> _Work required_
Retype word for word the lines of the data below, from the first to the one bearing "(the main Window)", with that one included.

___ Input data

PR #2214, opened 2025-01-19
Better dialog support

seberoth:
# Better dialog support

**Implemented:**
- Better dialog support

**Fixed:**
- Changed `IViewFor<AppViewModel>` to a static service. Solves issue where the service locator would create new instances of `MainView` though we only have one (the main Window)

**Additional notes:**
Propose to merge it as is and migrate the current logic step by step so it can be used for new dialogs/modals directly.
Added migration of the `SoundModdingViewModel` modal as an example.

Not sure yet, how we should handle MessageBoxes in the future though...

### DIFF
--- a/WolvenKit.App/Services/IDialogService.cs
+++ b/WolvenKit.App/Services/IDialogService.cs
@@ -1,0 +1,56 @@
+﻿using System.Threading.Tasks;
+using System;
+using WolvenKit.App.ViewModels.Dialogs;
+
+namespace WolvenKit.App.Services;
+
+/// <summary>
+/// Provides methods to display dialogs and modals in the application.
+/// </summary>
+public interface IDialogService
+{
+    /// <summary>
+    /// Displays a dialog for the specified view model.
+    /// </summary>
+    /// <param name="viewModel">The view model for the dialog.</param>
+    /// <returns>A nullable boolean indicating the result of the dialog.</returns>
+    public bool? ShowDialog(DialogExtViewModel viewModel);
+
+    /// <summary>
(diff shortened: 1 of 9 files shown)


manavortex (approved):

poirierlouis:
It will be great!
I haven't looked at everything (phone). It looks like only a callback is used to react when dialog is closed. Should we provide two callbacks instead, onNext and onCancel for example?onCancel could be optional and nullable.
I also wonder if it allows to send arbitrary data back to the caller?

Regarding MessageBox, I think these are good enough, no states should be stored so singleton/service pattern would be useless imo. Though it could be at least renamed to be more explicit. Iirc currently it is Interactions. It could be PopupHelper/MessageBoxHelper for example.

manavortex:
That's a great point for dialogues using the wizard. OnNext and OnBack, to be precise.

seberoth:
In my opinion, that should be handled in the callbacks itself.
The ViewModel gets passed into the callback.

Also would get hard to implement for dialogs with more states. `onNext`, `onOk`, `onCancel`, ...

seberoth:
Easier to just define a state var in the vm if needed

poirierlouis:
Hum. Only two could be enough, right path and wrong path.
I'm thinking about Curve Editor and imo Dialog should read/write with immutable instance, answer with a result when required and then caller update it states. Iirc CurveEditor directly get an instance of CVM, mess with it and then "Save". But afaik it only closes the dialog, as changes were already applied during user interactions in the dialog (chart).
This seems wrong regarding UX and SoC.
Hence this idea so when we refactor other dialogs, will be able to implement a stronger/resilient solution. wdyt?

______

> _Your solution_
PR #2214, opened 2025-01-19
Better dialog support

seberoth:
# Better dialog support

**Implemented:**
- Better dialog support

**Fixed:**
- Changed `IViewFor<AppViewModel>` to a static service. Solves issue where the service locator would create new instances of `MainView` though we only have one (the main Window)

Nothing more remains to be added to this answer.